[Records contained in a dataset]
PR #1218, opened 2023-02-22
Remove visual regression testing from `ember-flight-icons`

alex-ju:
### :pushpin: Summary

Remove visual regression testing from `ember-flight-icons`

### :link: External links

Jira ticket: [HDS-1550](https://hashicorp.atlassian.net/browse/HDS-1550)

***

### 👀 Reviewer's checklist:

- [ ] +1 Percy if applicable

▶ **Problem to work on**: A faithful copy is required of the lines from the one with "### :pushpin: Summary" through the last line of the data; please add nothing.

▶ **Solved exercise**:
### :pushpin: Summary

Remove visual regression testing from `ember-flight-icons`

### :link: External links

Jira ticket: [HDS-1550](https://hashicorp.atlassian.net/browse/HDS-1550)

***

### 👀 Reviewer's checklist:

- [ ] +1 Percy if applicable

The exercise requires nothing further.